Counting from one to nine to detect debris flows
A groundbreaking method using Benford’s law allows the detection of debris flows from seismic signals.
Mass movement processes, such as landslides, lahars, glacial lake outburst floods and debris flows, can have devastating impacts, including significant loss of life and costly damage to infrastructure and livelihoods. With the development of environmental seismology methods, continuous monitoring signals offer a new way to study mass movements and can be used in early warning systems. However, it remains challenging to automatically identify and detect specific events of interest from the large amount of data that are continuously collected.
Notwithstanding recent advances, complex information such as hazard detectors, numerous waveforms, and spectral and network features or parameters are required to be fed into the model to identify events, which is time-consuming and requires experience.
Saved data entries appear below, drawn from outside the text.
PR #844, opened 2017-11-21
LA143_hddcdd

kdorheim:
@bpbond this was a bit of a rush job, I will be out of town but can make the edits when I get back 11/29


R/zchunk_LA143.HDDCDD-gcam-usa.R
```diff
@@ -1,121 +1,354 @@
...
+#' Estimate heating and cooling degree days for gcam-usa
 #'
 #' @param command API command to execute
 #' @param ... other optional parameters, depending on command
 #' @return Depends on \code{command}: either a vector of required inputs,
 #' a vector of output names, or (if \code{command} is "MAKE") all
 #' the generated outputs: \code{L143.share_state_Pop_CDD_sR9}, \code{L143.share_state_Pop_CDD_sR13}, \code{L143.share_state_Pop_HDD_sR9}, \code{L143.share_state_Pop_HDD_sR13}, \code{L143.HDDCDD_scen_state}. The corresponding file in the
 #' original data system was \code{LA143.HDDCDD.R} (gcam-usa level1).
-#' @details Describe in detail what this chunk does.
+#' @details Estimate heating and cooling degree days for gcam-usa
```
bpbond: This is concise...maybe a bit too concise. A few more details would be useful.

bpbond:
I stitched the downstream chunks and an error is being thrown:
```
[1] "module_gcam.usa_LA144.Residential"
 Error: `by` can't contain join column `subregion13` which is missing from RHS 
```
(Will deal with this later.)

bpbond:
Holding on @gokuliyer review.

bpbond:
Thanks @kdorheim

R/zchunk_LA143.HDDCDD-gcam-usa.R
```diff
@@ -33,91 +35,319 @@ module_gcam.usa_LA143.HDDCDD_DISABLED <- function(command, ...) {
...
+    # the population heating degree days.
+    L143.HDD_state %>%
+      rename(degree_day = value) %>%
+      left_join_error_no_match(Census_pop_hist_subregion %>% rename(population = value),
+                               by = c("year", "state", "subregion9", "subregion13")) %>%
+      mutate(value = degree_day * population) %>%
+      select(state, subregion9, subregion13, year, value) ->
+      L143.Pop_HDD_state
+
+    # Aggregate the population cooling and heating degree days by census subregions.
```
gokuliyer: Unclear to me why the aggregation for each subregion needs to be done one by one.

gokuliyer: It would be  helful to add a comment on why this aggregation needs to be done.

tests/testthat/comparison_data/gcam-usa/L143.HDDCDD_scen_state.csv
```diff
@@ -1,6 +1,6 @@
 # ../gcam-usa-data/level1//L143.HDDCDD_scen_state.csv
 # Written by LA143.HDDCDD.R
-# Wed Sep 20 02:00:41 2017
+# Mon Nov 20 14:29:22 2017
 # " Heating and cooling degree days by state and scenario "
```
gokuliyer: We must track down the source of the HDD and CDD data. I am not sure off the top of my head. @pkyle , any thoughts?

gokuliyer: I see that the original files are in the GIS folder within gcam-usa-data. Is that where we plan to keep these files?

kdorheim: @gokuliyer @bpbond @pkyle I put the CDD and HDD input files into the `gcamdata\inst\extdata\gcam-usa` but @gokuliyer is right, in the old data system it was in the `gcam-usa-data\GIS` directory. Where do we want to put it in the new data system.

bpbond: I'd suggest `gcamdata\inst\extdata\gcam-usa\GIS\`

pkyle: Sorry guys, I just noticed I hadn't written back!
The HDD and CDD data in the model were all produced by Yuyu, and we don't have any archive of the raw data, processing code, etc. You can see from the file names that the future scenarios are from the GFDL climate model, A2 scenario; the historical ones are also from a climate model as well (as opposed to historical or re-analysis data), but the fact that they only go up to 2008 means that the dataset was produced in 2011. And I don't know which climate model was used--my guess is CCSM3. Here's an excerpt from some documentation I wrote up in 2012:
"Historical gridded population data for the US are from HYDE (Klein Goldewikj et al. 2011), which has population at the 5’ scale. Global gridded population data for future scenarios are from the IIASA GGI database. These scenarios are available at 0.5 degree latitude by longitude at a 10-year resolution from 2000 to 2100. Historical and future climate data are from three climate models, depending on the scenario being run. These models include CCSM3 (Collins et al. 2006), GISS (Russell et al. 2000), and Hadley (Gordon et al. 2000). These population and climate data are used to generate historical heating and cooling degree days (HDD and CDD), as well as future scenarios."...
"The method for calculating heating and cooling degree days by state using gridded data of temperature and population over time is documented in Zhou et al. (in review); a brief summary follows. First, the monthly temperature data and estimates of the daily standard deviation in each grid cell, derived from analysis of historical climate data, are used to calculate the monthly HDD and CDD for each grid cell. This step is necessary because climate model output for future scenarios is in monthly timesteps, whereas heating and cooling degree days are calculated from daily temperature. Then, these monthly HDD and CDD are aggregated to annual values.Then, the population-weighted HDD and CDD over a given geographical area (in this case, states) are calculated as follows:"
hddcddcalc

bpbond:
@gokuliyer OK to merge?

tests/testthat/comparison_data/gcam-usa/L143.HDDCDD_scen_state.csv
gokuliyer: Thanks @pkyle!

Therefore, a convenient and computationally cheap approach to event detection needs to be developed before real-time warning systems can become a reality.
Benford’s law is a simple statistical law that states that the first non-zero digit of given datasets should follow a specific probability distribution, that is, that each non-zero digit is expected to appear a given number of times relative to the others in the dataset. Benford’s law has been successfully applied in earthquake detection. In their new study, Zhou et al. [2024] test the applicability of Benson’s law to detect debris flows. The authors calculate the first-digit distribution of seismic signals generated by debris flow events from the Illgraben, Switzerland. They find that seismic signals of debris flows follow Benford’s law during the run-out phase, while ambient noise does not. Furthermore, additional results from limited seismic data indicate that landslides, lahars, transport of gravel by rivers during floods, and glacial lake outburst floods may follow Benford’s law, while rockfalls may not.
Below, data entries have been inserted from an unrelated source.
Issue #839, opened 2017-11-18
LA119.Solar


bpbond:
Accidentally skipped chunk that needs to be done.

d3y419:
@fengly20 : one last one?

fengly20:
Sure. @d3y419

PR #846, opened 2017-11-22
LY-LA119.solar

fengly20:
#839 

Passed tests.


R/zchunk_L223.electricity.R
```diff
@@ -61,7 +61,7 @@ module_energy_L223.electricity <- function(command, ...) {
              FILE = "energy/A23.globaltech_co2capture",
              "L114.RsrcCurves_EJ_R_wind",
              "L118.out_EJ_R_elec_hydro_Yfut",
-             FILE = "temp-data-inject/L119.Irradiance_rel_R",
+             "L119.Irradiance_rel_R",
```
bpbond: Thanks for doing this!

R/zchunk_LA119.solar.R
```diff
@@ -27,44 +27,114 @@ module_energy_LA119.solar_DISABLED <- function(command, ...) {
...
+      irradiance.area.R <- irradiance_avg <- irradiance_avg_rel <- iso <-
+      region_GCAM3 <- value <- year <- NULL
+
     # ===================================================
+    # 2. Perform computations
+    # The irradiance data contained other * region categories which we will have to downscale
+    # Seperate the other * region from the ones with valid country codes that do not need additonal
+    # downscaling
+    Smith_irradiance_ctry_kwh %>%
+      filter(iso %in% grep("OTHER", iso, value = T)) %>%
```
bpbond: `TRUE`

R/zchunk_LA119.solar.R
```diff
@@ -27,44 +27,114 @@ module_energy_LA119.solar_DISABLED <- function(command, ...) {
...
+      summarise(value = sum(value)) %>%
+      ungroup %>%
+      inner_join(L119.Other_ctry, "iso") ->
+      L119.LC_bm2_other_ctry # intermediate tibble
+
+    L119.LC_bm2_other_ctry %>%
+      group_by(region_GCAM3) %>%
+      summarise(value = sum(value)) %>%
+      ungroup %>%
+      rename(Area.bm2.R = value) %>%
```
bpbond: Why not `Area.bm2.R = sum(value)` above and remove this line?

R/zchunk_LA119.solar.R
```diff
@@ -27,44 +27,114 @@ module_energy_LA119.solar_DISABLED <- function(command, ...) {
...
+      mutate(Area.share = value / Area.bm2.R) %>%
+      # Now include the irradiance data at the regional level and multiply the share to downscale to the
+      # country
+      inner_join(L119.Irradiance_kwh_otherR, by = c( "region_GCAM3", "iso", "country_name", "GCAM_region_ID")) %>%
+      mutate( irradiance = irradiance.R * Area.share,
+              irradiance.area = irradiance.area.R * Area.share,
+              dni = dni.R * Area.share,
+              dni.area = dni.area.R * Area.share) %>%
+      # Add the downscaled coutries in with the rest of the country irradiance data
+      select(one_of(names(L119.Irradiance_kwh_ctry))) %>%
```
bpbond: Just `select(names(...))` - we've upgraded to dplyr 0.7 exclusively now.

R/zchunk_LA119.solar.R
```diff
@@ -27,44 +27,114 @@ module_energy_LA119.solar_DISABLED <- function(command, ...) {
...
+    L119.Irradiance_kwh_ctry %>%
+      filter(iso == "usa") %>%
+      mutate(irradiance_avg = irradiance / irradiance.area,
+             dni_avg = dni / dni.area) ->
+      L119.Irradiance_kwh_usa # intermediate tibble
+
+    L119.Irradiance_kwh_R %>%
+      mutate(irradiance_avg_rel = irradiance_avg / L119.Irradiance_kwh_usa[["irradiance_avg"]],
+             dni_avg_rel = dni_avg / L119.Irradiance_kwh_usa[["dni_avg"]]) %>%
+      mutate( irradiance_avg_rel = if_else(is.na(irradiance_avg_rel), 0.001, irradiance_avg_rel),
```
bpbond: Combine into a single `mutate` call

R/zchunk_LA119.solar.R
```diff
@@ -27,44 +27,114 @@ module_energy_LA119.solar_DISABLED <- function(command, ...) {
...
-    tibble() %>%
-      add_title("descriptive title of data") %>%
-      add_units("units") %>%
-      add_comments("comments describing how data generated") %>%
-      add_comments("can be multiple lines") %>%
+
+    L119.Irradiance_rel_R %>%
+      add_title("Relative solar irradiance by GCAM region") %>%
+      add_units("Unitless") %>%
+      add_comments("The irradiance and dni for aggregated 'OTHER_*' regions are first downscaled to country level then combined with irradiance and dni for rest countries to aggregate to GCAM regions. ") %>%
```
bpbond: Nice comments!

bpbond:
Holding on @skim301 review.

R/zchunk_LA119.solar.R
```diff
@@ -27,44 +27,113 @@ module_energy_LA119.solar_DISABLED <- function(command, ...) {
...
+    # The irradiance data contained other * region categories which we will have to downscale
+    # Seperate the other * region from the ones with valid country codes that do not need additonal
+    # downscaling
+    Smith_irradiance_ctry_kwh %>%
+      filter(iso %in% grep("OTHER", iso, value = TRUE)) %>%
+      # Rename columns to indicate these are the regional values which will be used later
+      # to downscale to the country
+      mutate(region_GCAM3 = sub("OTHER_", "", iso)) %>%
+      select(-iso) %>%
+      rename(irradiance.R = irradiance,
```
skim301: I'm concerned that the ".R" used throughout may be confused with the R coding language. Could we use "reg" instead?

R/zchunk_LA119.solar.R
```diff
@@ -1,23 +1,23 @@
 #' module_energy_LA119.solar
 #'
-#' Briefly describe what this chunk does.
+#' Computes relative average irradiance and direct normal irradiance by GCAM region for solar sector.
```
skim301: could you add "(dni)" so that the acronym is clear.

R/zchunk_LA119.solar.R
fengly20: Good point! It confused me when I started re-writing the chunk. Using `reg` sounds good to me unless `.R` is also used in other chunks that we want to be consistent with. Do we have a decision? @bpbond

skim301: I think for file names, we need to leave alone. But for local variable names, it should be fine.

bpbond: Agreed--good suggestion @skim301 , thanks. No, I've never seen another ".R" variable in the data system.

bpbond:
Thanks @fengly20 ! Nice job.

The authors give us a computationally cheap, innovative technique that offers an alternative to the complex approaches currently available for the identification of debris flow events and potentially for real-time warning. Furthermore, features related to Benford’s law (e.g., first digit frequency of one to nine, the goodness of fit, and the power law exponent) can be further incorporated into the training of machine learning algorithms for a better detection of debris flow. This work has important implications for the building of effective debris flow early warning systems based on the use of easily measured seismic signals.